First They Killed My Father, which Jolie directed and co-wrote, documents author Loung Ung's experience as a child soldier under the brutal Khmer Rouge regime that seized control of Cambodia in 1975, brutalising the people and inflicting a reign of terror.
Jolie attended the event with her entire brood of six: Maddox, 16; Pax, 13; Zahara, 12; Shiloh, 11 and twins Vivienne and Knox, 9.
Jolie's adopted Maddox from a Cambodian orphanage in 2002 and she spoke movingly about her experience after screening the film for Cambodian survivors, an effort that involved the co-operation of the king as well as the government.
"We ended up at Terrace of the Elephant in Angkor Wat, which is very special to the Cambodian people, screening outside, and it was extraordinary. It was so moving to see everybody watch. A lot of them said that night they were able to talk about it for the first time," Jolie said.
Relaxing onstage after the LA screening, Jolie admitted that during a visit several years ago she was "struck by how ignorant I was about what had happened" in Cambodia.

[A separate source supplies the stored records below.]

PR #132, opened 2023-10-13
Updating ByNames to not return nil, nil

MbolotSuse:
ByNames could previously return a nil value and a nil error. This caused issues when other parts of the application
(pkg/stores/partition/parallel.go) tried to use the result. Now this will return an empty list on the error condition, instead of nil.

Related to rancher/rancher#43030.

## Overview

Steve's [partion lister](https://github.com/rancher/steve/blob/811e0b3572fd1f5008ec3b151658c97d578deca6/pkg/stores/partition/parallel.go#L179) makes in internal call to a `Lister`, which is (in turn) a proxy/rbac store. After making this call, it attempts to set several values from the result of that call, including the ResourceVersion of the list (which is useful for future calls to these resources, potentially including paginated use cases). In the case where the user has a permission granting permissions on specific resourceNames in the entire cluster (see below for a production use-case) this will result in a panic - since the proxy store returns `nil` for both the err and the list in this case.

This results in a panic in steve and the binary using steve (in this case, the cluster agent), which causes the linked issue above.

This case is triggered in (at least) the monitoring v2 use case - the [monitoring-ui-view](https://github.com/rancher/charts/blob/706052fd6f93d216c55d6528bc5de3a5cf06d440/charts/rancher-monitoring/103.0.0%2Bup45.31.1/templates/rancher-monitoring/clusterrole.yaml#L123) cluster role grants permissions on specific resource names, and can be assigned to users at the cluster level using a cluster role binding (see rancher/dashboard#9792 for an example).

## Solution

Change the proxy store to return a valid value in the identified use case (user has permissions on all resources of a specific name at the cluster scope). Long term, we may want this to return valid values, but given the explicit warnings in the code I think this needs more investigation before we go that route.

### DIFF
--- a/pkg/stores/proxy/proxy_store.go
+++ b/pkg/stores/proxy/proxy_store.go
@@ -205,9 +205,10 @@ func tableToObjects(obj map[string]interface{}) []unstructured.Unstructured {
 // be returned in the list.
 func (s *Store) ByNames(apiOp *types.APIRequest, schema *types.APISchema, names sets.String) (*unstructured.UnstructuredList, []types.Warning, error) {
 	if apiOp.Namespace == "*" {
-		// This happens when you grant namespaced objects with "get" by name in a clusterrolebinding. We will treat
-		// this as an invalid situation instead of listing all objects in the cluster and filtering by name.
-		return nil, nil, nil
+		// This happens when you grant namespaced objects with "get" or "list "by name in a clusterrolebinding.
+		// We will treat this as an invalid situation instead of listing all objects in the cluster
+		// and filtering by name.
+		return &unstructured.UnstructuredList{}, nil, nil
 	}
 	buffer := WarningBuffer{}
 	adminClient, err := s.clientGetter.TableAdminClient(apiOp, schema, apiOp.Namespace, &buffer)
--- a/pkg/stores/proxy/proxy_store_test.go
+++ b/pkg/stores/proxy/proxy_store_test.go
@@ -68,6 +68,18 @@ func TestWatchNamesErrReceive(t *testing.T) {
 	assert.Equal(t, 0, len(c.ResultChan()), "Expected all secrets to have been received")
 }
 
+func TestByNames(t *testing.T) {
+	s := Store{}
+	apiSchema := &types.APISchema{Schema: &schemas.Schema{}}
+	apiOp := &types.APIRequest{Namespace: "*", Schema: apiSchema, Request: &http.Request{}}
+	names := sets.NewString("some-resource", "some-other-resource")
+	result, warn, err := s.ByNames(apiOp, apiSchema, names)
+	assert.NotNil(t, result)
+	assert.Len(t, result.Items, 0)
+	assert.Nil(t, err)
+	assert.Nil(t, warn)
+}
+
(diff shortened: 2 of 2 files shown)


pkg/stores/proxy/proxy_store.go
```diff
@@ -219,6 +214,12 @@ func (s *Store) ByNames(apiOp *types.APIRequest, schema *types.APISchema, names
 	if err != nil {
 		return nil, nil, err
 	}
+	if apiOp.Namespace == "*" {
+		// This happens when you grant namespaced objects with "get" by name in a clusterrolebinding. We will treat
+		// this as an invalid situation instead of listing all objects in the cluster and filtering by name.
+		objs.Items = []unstructured.Unstructured{}
+		return objs, nil, nil
+	}
```
KevinJoiner, line 222: Does moving this after `s.list(...)` cause us to now list all objects in the cluster?

pkg/stores/proxy/proxy_store.go
```diff
@@ -219,6 +214,12 @@ func (s *Store) ByNames(apiOp *types.APIRequest, schema *types.APISchema, names
 	if err != nil {
 		return nil, nil, err
 	}
+	if apiOp.Namespace == "*" {
+		// This happens when you grant namespaced objects with "get" by name in a clusterrolebinding. We will treat
+		// this as an invalid situation instead of listing all objects in the cluster and filtering by name.
+		objs.Items = []unstructured.Unstructured{}
+		return objs, nil, nil
```
KevinJoiner, line 221: It's not a great design pattern to return a nil object and a nil error. However I think the calling function should be able to handle `obj.Items` being nil.
```suggestion
		objs = &unstructured.UnstructuredList{}
		return objs, nil, nil
```

KevinJoiner (changes requested):

pkg/stores/proxy/proxy_store.go
MbolotSuse: Yes, it will.

pkg/stores/proxy/proxy_store.go
MbolotSuse: I purposefully modified the return of a real list call. In this case in particular, I'm trying to preserve a valid `ResourceVersion`, which the [consuming function](https://github.com/rancher/steve/blob/811e0b3572fd1f5008ec3b151658c97d578deca6/pkg/stores/partition/parallel.go#L179) uses.

In short, I'd rather produce a valid (but empty) list call, rather than attempting to construct a minimum 0 value for the unstructuredList that other calls can use.

pkg/stores/proxy/proxy_store.go
MbolotSuse: Resolving, discussed offline, will move above.

pkg/stores/proxy/proxy_store.go
MbolotSuse: Discussed offline - it seems that it's not necessary to use a real call and other areas (including the UI) can handle that fine. To save on performance, this will be moved to the start of the function and return an empty unstructured list like @KevinJoiner suggested.

rmweir (approved):
LGTM

KevinJoiner (approved):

"I met people who had returned from the border camps, and was warned about land mines. But most of all I met people whose spirits were high. They're so generous, they're so gracious, their culture is so strong and I was so impressed by them. And during that trip I picked up a $2 book on a street corner, and it was her book. It changed my life."
First They Killed My Father will premiere on September on Netflix.